“The grand design of God in all the afflictions that befall his people is to bring them nearer and closer to himself.”
Of all the posts I have ever written, this is one of the most personal and one of my favorites. This weekend, I saw my first inchworm of this spring, and I felt the need to share this post again. I wrote it about one of the most difficult seasons of my life and how God showed that He hears every cry His children make, even when we're not sure He does.
It’s as if there are two brains operating simultaneously inside my skull. One is the brain with a brain, thinking about the logistics of my new life – finances, schedules, grocery lists, the reality of living as a single mom.
The other is the brain with the heart, thinking about the pain of being alone.
These two brains war against each other, the winning brain at any moment anyone’s guess. My thoughts shift moment by moment, like a radio dial that jumps between frequencies. This is an unanticipated difficulty – never knowing which brain will take control, and feeling powerless when the wrong one is in charge. Thoughts are the most powerful force I face, and they are as inconsistent and fickle as my four year old.
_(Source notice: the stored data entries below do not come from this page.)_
PR #657, opened 2026-08-20
OAuth: More hardening for the AS

nodh:
Not sure if this PR is too large, on the other hand five PR for five single commits also seems too much.


JesusMcCloud (approved):
lgtm

PR #658, opened 2026-08-21
OID4VP: Harden request parsing

nodh:
Error in Valera can be triggered by scanning QR Code in profile "Generic EUDI Wallet" from https://eudiw-playground.eideasy.com/qr ... but that contains several fields that should not be there, but tripped Valera into a ugly looking class cast exception. This commit here shows a better error message.


JesusMcCloud (approved):
lgtm

n0900 (approved):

The brain with a brain is also the one that houses the truth of my faith. It knows that God is good, that He provides for the birds and will provide for me, that He will never leave me or forsake me. It knows that Creator could simply speak and light would illuminate this darkness. It trusts that Satan has already been defeated and though it feels as if he is winning, his fate has been sealed.
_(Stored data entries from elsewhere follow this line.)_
PR #660, opened 2026-08-26
ISO mDoc ZK: align backend APIs with ZkRequest and ZkSystemSpec

opsiv:
- Replace the preparation-only ZkInfo and ZkSystem abstractions with the values used internally for proof generation.
- Make ZkRequest validate required systems and unique system IDs
- Rename ZkSystemSpec.zkSystemId to id
- Convert DCQL ZK metadata into ZkRequest
- Widen DCQL ZK numeric parameters from Int to Long (to stay consistent with other implementations like Multipaz)
- Update backend, engine, and proof APIs to use ZkSystemSpec
- Pass holder key material into backend proof generation (was incorrectly missing before)
- Wire the revised ZK metadata through holder presentation creation
- Update architecture documentation and the 8.0 changelog


nodh:
@codex review

openid-data-classes/src/commonMain/kotlin/at/asitplus/iso/ZkSystemSpecSerializer.kt
```diff
@@ -51,7 +51,7 @@ object ZkSystemSpecSerializer : KSerializer<ZkSystemSpec> {
         }
 
         return ZkSystemSpec(
-            zkSystemId = zkSystemId ?: error("Missing zkSystemId"),
+            id = zkSystemId ?: error("Missing zkSystemId"),
```
nodh: Maybe worth to rename `zkSystemId` here to `id` too (also in the message)?

nodh (approved):

nodh (approved):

The brain knows, but the heart – oh, the heart.
The heart questions. The heart grieves, mourns, wails.
Doesn't trust. Has difficulty believing. Becomes like Job, cursing day of birth and demanding answers. The heart overpowers the brain and convinces self that it will be alone forever, unable to trust again.
Faith-brain and heart-brain take turns at the helm, moving me abruptly, my spirit like a bumper car. I want to be like Job, believing God for good, but Job’s friends take up residence in my head, demanding I search self for fault.
Clarity, Jesus. I need clarity, truth, peace. Give me a respite from the dueling brains. Both head and heart ache.
I determine from day one that I want – no, need – to remain present in this trial. There are lessons to be learned, God-whispers directed to my ear that I will miss if I hide. “The testing of your faith produces endurance . . .” (James 1:3). The building of endurance requires the cooperation of the tested. I can suffer through this, merely surviving it, or I can be built stronger – choose to see faith grow.
God honors this desire. He speaks.
One of the first days back at preschool, Son becomes attached to a green inchworm on the playground. Upset by teacher’s news that Wormy must live outside, Son insists that we search for him after school. We do, but to no avail. Because his emotions are so close to the surface, Son bursts into tears and cries all the way home.
I know the inchworm is not the real issue.
And because the inchworm is not the real issue, I am angry. I lash out at God – “Why, Lord, do even the small things in our lives have to upset so greatly right now? You who number hair on heads and sand on shores, who know thoughts from afar, why would you not let us find a simple inchworm at a time like this? Do you not care?”
I vent my anger over the insignificant, but I know that this, too, is not really about the insignificant.
Nothing is coming easily, and I am weary.
I park minivan, unbuckle car seats, unload children, unzip jackets . . . and freeze.
There, crawling on Daughter’s purple jacket is a tiny green inchworm.
The tears flow freely. They flow freely as I laugh and cry and cradle Wormy #2 and praise God in my garage for caring – for speaking His love through inchworms, for reminding me that He is sovereign over every detail. “For God does speak – now one way, now another – though man may not perceive it” (Job 33:14).
The inchworm reminds me, once again and in spite of my spiritual amnesia, that my God is personal.
He hears, He listens, He knows.
He will reveal Himself if I will only ask.
Isaiah told the Israelites then and tells me now that "the Lord longs to be gracious to you..." (30:18).
This trial is not my desire, yet in the midst of the terrible, my God longs to grace my life with him. Oh, that I would see it and take with outstretched hands. "Shall we take good from the Lord and not trouble?" (2:10).
I will take it Lord - I will take it all, if you will only continue to be gracious.